The CRISPR-Cas9 system, borrowed from prokaryotes, is like the "find and replace" function in a word processor, but for genes! Let's break it down.

C.R.I.S.P.R: Like the crisps you munch on? Not really! It stands for Clustered Regularly Interspaced Short Palindromic Repeats. Here's what each word means

• Repeats: Same base sequence pops up multiple times.
• Short: Just between 23 and 47 base pairs. Tiny, right?
• Clustered: All grouped together like a reunion.
• Regularly Interspersed: Between these repeats are unique sequences called spacers. Think of them as dividers in a cookie box.
• Fun fact: these spacers come from viruses that tried to attack the prokaryotes. It's like a genetic "Most Wanted" poster!
• Palindromic: Reads similarly backward and forward (almost).

• It's a natural enzyme, acting like a DNA detective.
• Its partner-in-crime is guide RNA (gRNA) that's derived from a CRISPR array.
• As it moves along DNA, it seeks out specific sequences to match with its gRNA.
• Once it finds a match, it performs a snip-snip action, cutting through the DNA.

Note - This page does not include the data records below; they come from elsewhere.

PR #1436, opened 2025-10-09
Added support for Mysql mylogin.cnf

zer0s0urce:
This PR implements a veles secret extractor (using path-based extractor) for the Mysql mylogin file.
This file, which is named .mylogin.cnf , is used in order to authenticate to database and contains secrets.
Although the file is encrypted by default, the encryption key is stored inside the file itself and can be retrieved.

For additional documentation please see:

https://dev.mysql.com/doc/refman/8.4/en/option-files.html
In order to decrypt it, a little helper library has been developed and the related functions have been placed in the same directory of the detector inside the file mylogin_helper.go.


extractor/filesystem/secrets/mysqlmylogin/decrypt.go
```diff
@@ -0,0 +1,173 @@
+// Copyright 2025 Google LLC
```
erikvarga, line 1: Can you move this to extractor/filesystem/secrets/ ? We might move veles/ into its own repo at one point so it should not have anything in it that depends on other parts of SCALIBR.

erikvarga, line 1: Let's call this decrypt.go since that's the main functionality of the file.

veles/secrets/mysqlmylogin/mylogin_helper.go
```diff
@@ -0,0 +1,173 @@
...
+// From Reference:
+// "We assume that any trailing byte containing a value less than '\n'
+//
+//	is a padding byte"
+func removePaddingBytes(data []byte) []byte {
+	if len(data) == 0 {
+		return data
+	}
+
+	pad := int(data[len(data)-1]) // last byte indicates padding length
```
erikvarga: Can there be no padding? In which case the last byte is a valid byte and not the pad length?

The reference says "We assume that any trailing byte containing a value less than '\n' is a padding byte" - wouldn't this mean that we just need to remove anything smaller than 0xa?

veles/secrets/mysqlmylogin/mysqlmylogin.go
```diff
@@ -0,0 +1,108 @@
...
+
+	"github.com/google/osv-scalibr/extractor/filesystem"
+	"github.com/google/osv-scalibr/inventory"
+	"github.com/google/osv-scalibr/plugin"
+
+	"gopkg.in/ini.v1"
+)
+
+// MysqlMyloginSection is a Veles Secret that holds relevant information for a [Mysql MyLogin](https://dev.mysql.com/doc/refman/8.4/en/option-files.html).
+type MysqlMyloginSection struct { //nolint
```
erikvarga: Why the nolint comment?

extractor/filesystem/secrets/mysqlmylogin/testdata/valid
erikvarga, line 1: How were the valid conf files generated? If there's a script, please add that to the testdata as well. If these are from a github repo or similar, please link the repo.

veles/secrets/mysqlmylogin/mysqlmylogin.go
zer0s0urce: We put the nolint because of the following error which did not allow us to name the structure as-is:
veles/secrets/mysqlmylogin/mysqlmylogin.go:31:6: exported: type name will be used as mysqlmylogin.MysqlMyloginSection by other packages, and that stutters; consider calling this Section

Please let us know if you want us to rename the structure but we think this is the most appropriate name.

veles/secrets/mysqlmylogin/mylogin_helper.go
zer0s0urce: We changed the implementation of the `removePaddingBytes` because further investigating we found a bug.
For the no-padding question, allowed padding bytes starts from 0x1 to 0x10. There is no possibility of having no padding at all. 
Example:
String with 16 bytes -> the padding is filled with another block of 16 bytes in the next block.
```
2025/10/16 10:17:14 DEBUG  removePaddingBytes = [117 115 101 114 32 61 32 34 114 111 111 116 65 65 34 10], **user = "rootAA"**
...
2025/10/16 10:17:14 DEBUG  removePaddingBytes = [16 16 16 16 16 16 16 16 16 16 16 16 16 16 16 16],  
```
The new implementation covers the below case.

extractor/filesystem/secrets/mysqlmylogin/testdata/valid
zer0s0urce: We have used the official utility from mysql itself. For instance this is the command in ordert to generate a config file: 
```
mysql_config_editor set --login-path=local --host=localhost --user=root --port 1234 --socket socket --password
```

This is command in order to print the content of the generated file:
```
mysql_config_editor print --all
```

extractor/filesystem/secrets/mysqlmylogin/decrypt.go
zer0s0urce: ok. done

zer0s0urce: ok. done

zer0s0urce:
Hi @erikvarga  We fixed every point. Please let us know if everything is ok.

veles/secrets/mysqlmylogin/mysqlmylogin.go
erikvarga: I think we can just call this "Section" here since users will refer to it as mysqlmylogin.Section.

For the proto it's fine to keep calling it MysqlMyloginSection

extractor/filesystem/secrets/mysqlmylogin/testdata/valid
erikvarga: Can you add a .txt file to testdata/ with a short description of this? Just so future readers know where this testdata came from.

extractor/filesystem/secrets/mysqlmylogin/decrypt.go
```diff
@@ -0,0 +1,169 @@
...
+// All the fields are separated by \n.
+// Padding is made until 16 bytes (maximum).
+func removePaddingBytes(data []byte) []byte {
+	if len(data) == 0 {
+		return data
+	}
+
+	i := len(data)
+	// Check if the last byte of the chunk is a padding byte
+	for i > 0 && data[i-1] <= 0x10 {
```
erikvarga, line 134: The spec says "byte containing a value *less than* '\n' is a padding byte". So a \n char wouldn't be padding IIUIC?

Can't we simply remove all trailing bytes smaller than \n?

erikvarga: That seems to be what the reference implementation is doing here too https://ocelot.ca/blog/blog/2015/05/21/decrypt-mylogin-cnf/

zer0s0urce: we initially developed the decryption mechanisms according to that doc but we later discovered that it doesn't handle all possible padding bytes. since padding bytes can range from 0x01 to 0x10, if you only remove anything smaller that 0x0A, you still have 0x0B, 0X0C, 0X0D, 0X0E, 0X0F.

here the case in which the remove padding removes only bytes less than 0x0A. Please note that there are a lot of padding bytes embedded in the raw plaintext:
```
2025/10/17 13:24:51 Raw plaintext string: "[local]user = \"root\"password = \"google\"\n\f\f\f\f\f\f\f\f\f\f\f\fhost = \"localhost\"\n\r\r\r\r\r\r\r\r\r\r\r\r\rsocket = \"socket\"\n\x0e\x0e\x0e\x0e\x0e\x0e\x0e\x0e\x0e\x0e\x0e\x0e\x0e\x0eport = 1234[client]user = \"admin\"password = \"password_client\"host = \"127.0.0.1\"\n\r\r\r\r\r\r\r\r\r\r\r\r\rsocket = \"s\"port = 4321"
2025/10/17 13:24:51 keymaps are map[port:1234[client]user = "admin"password = "password_client"host = "127.0.0.1" host:localhost socket:"s"port = 4321]
2025/10/17 13:24:51 keymaps port is "" (dev: note here that port is "" since the actual key is '\x0e\x0e\x0e\x0e\x0e\x0e\x0e\x0e\x0e\x0e\x0e\x0e\x0e\x0eport' not 'port')
```
here the case for the actual implementation:
```
2025/10/17 13:33:53 Raw plaintext string: "[local]\nuser = \"root\"\npassword = \"google\"\nhost = \"localhost\"\nsocket = \"socket\"\nport = 1234\n[client]\nuser = \"admin\"\npassword = \"password_client\"\nhost = \"127.0.0.1\"\nsocket = \"s\"\nport = 4321\n"
2025/10/17 13:33:53 keymaps are map[host:localhost password:google port:1234 socket:socket user:root]
2025/10/17 13:33:53 keymaps port is "1234"
```

erikvarga: Ah so padding can actually be larger than 0xA. That's a bit strange but I guess in that case we have to check for terminating newlines separately.
The current implementation should be fine then. Can you add a comment here that padding bytes can go up till 0x10?

zer0s0urce: ok fixed. Please let us know if everything is ok so we can merge.

erikvarga:
Should be good to merge. Can you sync with main and resolve the merge conflicts?

zer0s0urce:
Ok . Merged

erikvarga (approved):

erikvarga:
We're waiting for internal reviews from our crypto team so this might take a bit longer to merge.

💡 Real-world example: Imagine a barcode scanner scanning products to find a match. Cas9 is the scanner, and the gRNA is the barcode it's looking for.

• Scientists always wanted a tool like search and replace for genes. Enter CRISPR-Cas9!
• Prime editing: An improved method using special RNA, pegRNA. It's kind of like CRISPR 2.0.
  • This RNA connects with modified Cas9, looking for target genes.
  • When found, instead of a double-cut, it makes a single cut (nick) in the DNA.
  • Using a feature of pegRNA, new genetic information is added, replacing the old.
  • Our body's natural repair system takes over from here, fixing any mismatches.

💡 Real-world example: It's like using an advanced software patch to fix bugs in a program. The software (CRISPR) searches for the bug (specific gene sequence), then patches it (modifies it)!